• _EXERCISE DIRECTIONS_:
All entries must be given again in full, exactly as they were supplied.

- - - -

PR #1723, opened 2025-03-04
Added missing support for bpl==64

amd-mgeorgie:
**Symptom:** Error message of this kind:
AssertionError: Cijk_Ailk_Bljk.....
chooseGlobalRead: bad bpl 64
**Reason:** There is no condition handler for the case of 
bpl==64 (bytes) in the fille **KernelWriterAssembly.py**
**Occurrence:** The use of such is not very common and has been encountered for grid generating routine for I8II data type in several "cat" scripts
**How to reproduce:**
sudo bash run_I8II_NN_cat34.sh
for attached files (extensions changed to "txt")
I8II_NN_cat34.yaml
run_I8II_NN_cat34.sh
Validation:
The successful validation for the proposed solution has been logged in "I8II_NN_cat34-tensileliteVALIDM1.log", attached to this pull request. Can be reproduced for the very same scenario with 
**NumElementsToValidate: -1**

[I8II_NN_cat34-tensileliteVALIDM1.log](https://github.com/user-attachments/files/19070428/I8II_NN_cat34-tensileliteVALIDM1.log)
[I8II_NN_cat34.txt](https://github.com/user-attachments/files/19070435/I8II_NN_cat34.txt)

[run_I8II_NN_cat34.txt](https://github.com/user-attachments/files/19070444/run_I8II_NN_cat34.txt)

### DIFF
--- a/tensilelite/Tensile/KernelWriterAssembly.py
+++ b/tensilelite/Tensile/KernelWriterAssembly.py
@@ -11052,42 +11052,31 @@ class KernelWriterAssembly(KernelWriter):
           rv.add(BufferLoadB128(dst=dst, vaddr=addr0, saddr=addr1, \
                                 soffset=soffset, mubuf=mubuf2, comment=comment))
           return rv
-        elif bpl==64:
+        elif bpl==64 and not lds:
           rv = Module("emulated _buffer_load_b512")
           # +0.25
-          dst = None if lds else vgpr(destVgpr, rpv//4)
+          dst = vgpr(destVgpr, rpv//4)
           rv.add(BufferLoadB128(dst=dst, vaddr=addr0, saddr=addr1, \
                                 soffset=soffset, mubuf=mubuf, comment=comment))
+          
           mubuf2 = MUBUFModifiers(offen=True, offset12=offset+bpl/4, glc=glc, slc=slc, nt=nt, lds=lds)
-          
-          if isinstance(destVgpr, str):
-            dst2 = destVgpr + "+" + str(int(rpv//4))
-          else:       
-            dst2 = int(destVgpr + int(rpv//4))
-          
-          dst = None if lds else vgpr(dst2, rpv//4)          
+          dst2 = destVgpr + "+" + str(int(rpv//4)) if isinstance(destVgpr, str) else int(destVgpr + int(rpv//4))
+
+          dst = vgpr(dst2, rpv//4)          
           rv.add(BufferLoadB128(dst=dst, vaddr=addr0, saddr=addr1, \
                                 soffset=soffset, mubuf=mubuf2, comment=comment))
           #+0.5          
-          mubuf3 = MUBUFModifiers(offen=True, offset12=offset+bpl / 2, glc=glc, slc=slc, nt=nt, lds=lds)          
+          mubuf3 = MUBUFModifiers(offen=True, offset12=offset+bpl / 2, glc=glc, slc=slc, nt=nt, lds=lds)
+          dst3 = destVgpr + "+" + str(int(rpv//2)) if isinstance(destVgpr, str) else int(destVgpr + int(rpv//2))
           
-          if isinstance(destVgpr, str):
-            dst3 = destVgpr + "+" + str(int(rpv//2))
-          else:
-            dst3 = int(destVgpr + int(rpv//2))            
-          
-          dst = None if lds else vgpr(dst3, rpv//4)          
+          dst = vgpr(dst3, rpv//4)          
           rv.add(BufferLoadB128(dst=dst, vaddr=addr0, saddr=addr1, \
                                 soffset=soffset, mubuf=mubuf3, comment=comment))
           #+0.75
-          mubuf4 = MUBUFModifiers(offen=True, offset12=offset + 3 * (bpl / 4), glc=glc, slc=slc, nt=nt, lds=lds)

- - - -

• _TASK RESULT_:
PR #1723, opened 2025-03-04
Added missing support for bpl==64

amd-mgeorgie:
**Symptom:** Error message of this kind:
AssertionError: Cijk_Ailk_Bljk.....
chooseGlobalRead: bad bpl 64
**Reason:** There is no condition handler for the case of 
bpl==64 (bytes) in the fille **KernelWriterAssembly.py**
**Occurrence:** The use of such is not very common and has been encountered for grid generating routine for I8II data type in several "cat" scripts
**How to reproduce:**
sudo bash run_I8II_NN_cat34.sh
for attached files (extensions changed to "txt")
I8II_NN_cat34.yaml
run_I8II_NN_cat34.sh
Validation:
The successful validation for the proposed solution has been logged in "I8II_NN_cat34-tensileliteVALIDM1.log", attached to this pull request. Can be reproduced for the very same scenario with 
**NumElementsToValidate: -1**

[I8II_NN_cat34-tensileliteVALIDM1.log](https://github.com/user-attachments/files/19070428/I8II_NN_cat34-tensileliteVALIDM1.log)
[I8II_NN_cat34.txt](https://github.com/user-attachments/files/19070435/I8II_NN_cat34.txt)

[run_I8II_NN_cat34.txt](https://github.com/user-attachments/files/19070444/run_I8II_NN_cat34.txt)

### DIFF
--- a/tensilelite/Tensile/KernelWriterAssembly.py
+++ b/tensilelite/Tensile/KernelWriterAssembly.py
@@ -11052,42 +11052,31 @@ class KernelWriterAssembly(KernelWriter):
           rv.add(BufferLoadB128(dst=dst, vaddr=addr0, saddr=addr1, \
                                 soffset=soffset, mubuf=mubuf2, comment=comment))
           return rv
-        elif bpl==64:
+        elif bpl==64 and not lds:
           rv = Module("emulated _buffer_load_b512")
           # +0.25
-          dst = None if lds else vgpr(destVgpr, rpv//4)
+          dst = vgpr(destVgpr, rpv//4)
           rv.add(BufferLoadB128(dst=dst, vaddr=addr0, saddr=addr1, \
                                 soffset=soffset, mubuf=mubuf, comment=comment))
+          
           mubuf2 = MUBUFModifiers(offen=True, offset12=offset+bpl/4, glc=glc, slc=slc, nt=nt, lds=lds)
-          
-          if isinstance(destVgpr, str):
-            dst2 = destVgpr + "+" + str(int(rpv//4))
-          else:       
-            dst2 = int(destVgpr + int(rpv//4))
-          
-          dst = None if lds else vgpr(dst2, rpv//4)          
+          dst2 = destVgpr + "+" + str(int(rpv//4)) if isinstance(destVgpr, str) else int(destVgpr + int(rpv//4))
+
+          dst = vgpr(dst2, rpv//4)          
           rv.add(BufferLoadB128(dst=dst, vaddr=addr0, saddr=addr1, \
                                 soffset=soffset, mubuf=mubuf2, comment=comment))
           #+0.5          
-          mubuf3 = MUBUFModifiers(offen=True, offset12=offset+bpl / 2, glc=glc, slc=slc, nt=nt, lds=lds)          
+          mubuf3 = MUBUFModifiers(offen=True, offset12=offset+bpl / 2, glc=glc, slc=slc, nt=nt, lds=lds)
+          dst3 = destVgpr + "+" + str(int(rpv//2)) if isinstance(destVgpr, str) else int(destVgpr + int(rpv//2))
           
-          if isinstance(destVgpr, str):
-            dst3 = destVgpr + "+" + str(int(rpv//2))
-          else:
-            dst3 = int(destVgpr + int(rpv//2))            
-          
-          dst = None if lds else vgpr(dst3, rpv//4)          
+          dst = vgpr(dst3, rpv//4)          
           rv.add(BufferLoadB128(dst=dst, vaddr=addr0, saddr=addr1, \
                                 soffset=soffset, mubuf=mubuf3, comment=comment))
           #+0.75
-          mubuf4 = MUBUFModifiers(offen=True, offset12=offset + 3 * (bpl / 4), glc=glc, slc=slc, nt=nt, lds=lds)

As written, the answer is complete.